Worldline partners with SnapSwap startup on mobile money messaging

Wordline, the payments and transactional services company, and fintech startup SnapSwap signed a partnership agreement for the mobile payment application Gloneta.

Gloneta will combine mobile messaging with cross-currency transactions and will be powered by Blockchain technology.

 

How will it work?

To send money end users can charge their wallet in the app by transferring money from their bank to their own Gloneta IBAN account. The partnership will soon allow them to safely link their credit card to Gloneta too. Wordline says same-currency transactions will be free whilst cross-currency rates will be competitively set.

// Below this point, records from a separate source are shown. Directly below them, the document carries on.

PR #346, opened 2023-05-31
neon: Allow completely hiding linear progress indicator

provokateurin:
Changes from the feature/spreed branch.

### DIFF
--- a/packages/neon/neon/lib/src/widgets/linear_progress_indicator.dart
+++ b/packages/neon/neon/lib/src/widgets/linear_progress_indicator.dart
@@ -3,6 +3,7 @@ part of '../../neon.dart';
 class NeonLinearProgressIndicator extends StatelessWidget {
   const NeonLinearProgressIndicator({
     this.visible = true,
+    this.alwaysThere = true,
     this.margin = const EdgeInsets.symmetric(horizontal: 10),
     this.color,
     this.backgroundColor = Colors.transparent,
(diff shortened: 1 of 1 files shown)


packages/neon/neon/lib/src/widgets/linear_progress_indicator.dart
```diff
@@ -3,28 +3,32 @@ part of '../../neon.dart';
 class NeonLinearProgressIndicator extends StatelessWidget {
   const NeonLinearProgressIndicator({
     this.visible = true,
+    this.alwaysThere = true,
```
Leptopoda, line 6: I don't think adding more confusing options to the interface is good.

What exactly is the usecase? That apps can force hide the appBar?
In this case I'd again suggest making a theming option through a ThemeExtension so one could disable this for the entire subtree.

packages/neon/neon/lib/src/widgets/linear_progress_indicator.dart
```diff
@@ -3,28 +3,32 @@ part of '../../neon.dart';
...
-          child: visible
-              ? LinearProgressIndicator(
-                  color: color,
-                  backgroundColor: backgroundColor,
-                )
-              : null,
-        ),
-      );
+  Widget build(final BuildContext context) => !alwaysThere && !visible
+      ? Container()
```
Leptopoda, line 21: Instead of using a `Container()` as an empty widget a `SizedBox()` would be preferred as it has a constant constructor that could improve layout performance.

packages/neon/neon/lib/src/widgets/linear_progress_indicator.dart
```diff
@@ -3,28 +3,32 @@ part of '../../neon.dart';
...
+      : Container(
+          margin: margin,
+          child: SizedBox(
+            height: 3,
```
Leptopoda, line 25: the height can be specified in the container improving readability.

packages/neon/neon/lib/src/widgets/linear_progress_indicator.dart
Leptopoda, line 1: Can we also start moving this into it's own package?

Leptopoda (changes requested):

Gloneta is available on iOS and Android in all EU-countries from the beginning of August 2016 and will support Euro, British Pound and US Dollar. Future currencies and new functionalities will follow soon.

Wordline said that “peer-to-peer payments via blockchain-technology have a huge potential in the near future where everything becomes more and more digitalized”.

 

Social payments on the rise

The partnership between Worldline and SnapSwap is the latest initiative to bring payments into the world of social messaging.

Earlier in the year, Lendstar, the app that allows people to collect money, divide bills and pay directly into groups or send money to friends, released a new update that features a special payment link that can be shared on Facebook and Whatsapp. This link allows people to pay you back without even accessing the Lendstar app.

Christopher Kampshoff, the CEO and founder of Lendstar, told PaymentEye in the interview:

“Payments happen where people are and where they interact. As social media is exactly doing this, bringing people together and make it easy for them to interact, it is therefore clear that payment and social interaction belong together.”

This belief is shared by Circle Pay. The company lets UK and US consumers send cross border payments with conversion between sterling and dollars without fees and also uses Blockchain technology.

In an interview with PaymentEye, Marieke Flament, the firm’s managing director for Europe said:

“At Circle we believe money should work the way the internet works,” says Flament. “If you look today the internet is instant, free and global – there are no frontiers.

Money does not work that way, it is completely fragmented, it is not cheap at all there is always someone taking a toll on your money and it is not fast.

What we are working on is a social app that enables you to do that. You can send circle money to anyone in a free, fast and super fun way.”

This has been echoed recently at the Money20/20 Conference in Europe, where research firm Edgar, Dunn and Company said that 51% of people surveyed believe social media will capture a larger share of online commerce.